What you need to do
The data is to be reproduced in full and without error.

═════ Given records ═════

PR #78, opened 2017-03-29
Xcode 8.3 support/updates

thomasvl:


thomasvl:
Hm, given the travis issues today, I'm not sure if I trust the results, likely will have to submit this and see what it does next. Things pass locally (except for some occasional flake that I don't want to disable around).

thomasvl:
And more flakes, opening an issue in general, as dealing with the flake problems is going to be a lot more than just this PR.

PR #86, opened 2017-06-06
Fix Xcode 9 Implicit conversion error.

wkiefer:
• Fixes `Implicit conversion from nullable pointer 'NSMutableData * _Nullable' to non-nullable pointer type 'ObjectType _Nonnull' (aka 'id')`


wkiefer:
Thanks @thomasvl ! We use this via https://github.com/google/google-api-objectivec-client-for-rest - how often do you update the submodule dependency on this repo? (or should I send a PR for that?)

thomasvl:
Are you building via pods or using the project directly?  If pods, the dep doesn't matter.

Sending a PR for that one module is fine.

PR #93, opened 2017-09-11
Sets default callback queue for recreated upload fetchers.

### LINKED ISSUE #92: Delegate Callback Queue not configured for restored background upload sessions
If you create an upload fetcher with the `useBackgroundSession` property set to `YES` and then resume the app while the upload is still in progress, the reconstructed fetcher does not send messages to its configured `sendProgressBlock`.

It looks the like the issue is that the reconstruction process doesn't configure the `_delegateCallbackQueue` property of the fetcher (whereas creating a new fetcher configures it to `self.callbackQueue` in `-[GTMSessionFetcher beginFetchWithCompletionHandler:]`).

I'm not sure if this is a bug or an issue that I'm not fully understanding. Configuring the delegate queue in `+[GTMSessionUploadFetcher uploadFetchersForBackgroundSessions]` starts propagating the calls to `sendProgressBlock` - around https://github.com/google/gtm-session-fetcher/blob/master/Source/GTMSessionUploadFetcher.m#L301, add

```
[uploadFetcher setDelegateCallbackQueue: uploadFetcher.callbackQueue];
```

mwyman:
Fixes #92, where callbacks are not being called on upload fetchers recreated from background session metadata, because the GTMSessionUploadFetchers created does not have a delegateCallbackQueue.

### DIFF
--- a/Source/GTMSessionUploadFetcher.m
+++ b/Source/GTMSessionUploadFetcher.m
@@ -221,6 +221,7 @@ NSString *const kGTMSessionFetcherUploadLocationObtainedNotification =
   uploadFetcher.sessionUserInfo = metadata;
   uploadFetcher.useBackgroundSession = YES;
   uploadFetcher.currentOffset = currentOffset;
+  uploadFetcher.delegateCallbackQueue = uploadFetcher.callbackQueue;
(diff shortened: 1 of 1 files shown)


zizajj:
All...

PR #96, opened 2017-09-27
Update project to support Xcode 9 and bumps version (2 commits)

sergiocampama:


Source/UnitTests/GTMSessionFetcherUtilityTest.m
```diff
@@ -132,7 +132,12 @@ - (void)testGTMFetcherStandardVersionString {
   NSBundle *bundle = [NSBundle bundleForClass:[self class]];
   NSString *result = GTMFetcherStandardUserAgentString(bundle);
 
+#pragma clang diagnostic push
+#pragma clang diagnostic ignored "-Wunguarded-availability"
+// Disable unguarded availability warning as we can't use the @availability macro until we require
+// all clients to build with Xcode 9 or above.
   NSOperatingSystemVersion version = [NSProcessInfo processInfo].operatingSystemVersion;
```
thomasvl: Actually, is this line only needed in the OS_IPHONE case?  Does that solve the warning?

thomasvl: Nevermind, looks like the mac one still needs it at the end.

PR #104, opened 2018-01-09
Rename framework targets to "GTMSessionFetcher".

WilliamDenniss:
- Previously had OS-specific suffixes like GTMSessionFetcherOSX.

═════

Worked solution
PR #78, opened 2017-03-29
Xcode 8.3 support/updates

thomasvl:


thomasvl:
Hm, given the travis issues today, I'm not sure if I trust the results, likely will have to submit this and see what it does next. Things pass locally (except for some occasional flake that I don't want to disable around).

thomasvl:
And more flakes, opening an issue in general, as dealing with the flake problems is going to be a lot more than just this PR.

PR #86, opened 2017-06-06
Fix Xcode 9 Implicit conversion error.

wkiefer:
• Fixes `Implicit conversion from nullable pointer 'NSMutableData * _Nullable' to non-nullable pointer type 'ObjectType _Nonnull' (aka 'id')`


wkiefer:
Thanks @thomasvl ! We use this via https://github.com/google/google-api-objectivec-client-for-rest - how often do you update the submodule dependency on this repo? (or should I send a PR for that?)

thomasvl:
Are you building via pods or using the project directly?  If pods, the dep doesn't matter.

Sending a PR for that one module is fine.

PR #93, opened 2017-09-11
Sets default callback queue for recreated upload fetchers.

### LINKED ISSUE #92: Delegate Callback Queue not configured for restored background upload sessions
If you create an upload fetcher with the `useBackgroundSession` property set to `YES` and then resume the app while the upload is still in progress, the reconstructed fetcher does not send messages to its configured `sendProgressBlock`.

It looks the like the issue is that the reconstruction process doesn't configure the `_delegateCallbackQueue` property of the fetcher (whereas creating a new fetcher configures it to `self.callbackQueue` in `-[GTMSessionFetcher beginFetchWithCompletionHandler:]`).

I'm not sure if this is a bug or an issue that I'm not fully understanding. Configuring the delegate queue in `+[GTMSessionUploadFetcher uploadFetchersForBackgroundSessions]` starts propagating the calls to `sendProgressBlock` - around https://github.com/google/gtm-session-fetcher/blob/master/Source/GTMSessionUploadFetcher.m#L301, add

```
[uploadFetcher setDelegateCallbackQueue: uploadFetcher.callbackQueue];
```

mwyman:
Fixes #92, where callbacks are not being called on upload fetchers recreated from background session metadata, because the GTMSessionUploadFetchers created does not have a delegateCallbackQueue.

### DIFF
--- a/Source/GTMSessionUploadFetcher.m
+++ b/Source/GTMSessionUploadFetcher.m
@@ -221,6 +221,7 @@ NSString *const kGTMSessionFetcherUploadLocationObtainedNotification =
   uploadFetcher.sessionUserInfo = metadata;
   uploadFetcher.useBackgroundSession = YES;
   uploadFetcher.currentOffset = currentOffset;
+  uploadFetcher.delegateCallbackQueue = uploadFetcher.callbackQueue;
(diff shortened: 1 of 1 files shown)


zizajj:
All...

PR #96, opened 2017-09-27
Update project to support Xcode 9 and bumps version (2 commits)

sergiocampama:


Source/UnitTests/GTMSessionFetcherUtilityTest.m
```diff
@@ -132,7 +132,12 @@ - (void)testGTMFetcherStandardVersionString {
   NSBundle *bundle = [NSBundle bundleForClass:[self class]];
   NSString *result = GTMFetcherStandardUserAgentString(bundle);
 
+#pragma clang diagnostic push
+#pragma clang diagnostic ignored "-Wunguarded-availability"
+// Disable unguarded availability warning as we can't use the @availability macro until we require
+// all clients to build with Xcode 9 or above.
   NSOperatingSystemVersion version = [NSProcessInfo processInfo].operatingSystemVersion;
```
thomasvl: Actually, is this line only needed in the OS_IPHONE case?  Does that solve the warning?

thomasvl: Nevermind, looks like the mac one still needs it at the end.

PR #104, opened 2018-01-09
Rename framework targets to "GTMSessionFetcher".

WilliamDenniss:
- Previously had OS-specific suffixes like GTMSessionFetcherOSX.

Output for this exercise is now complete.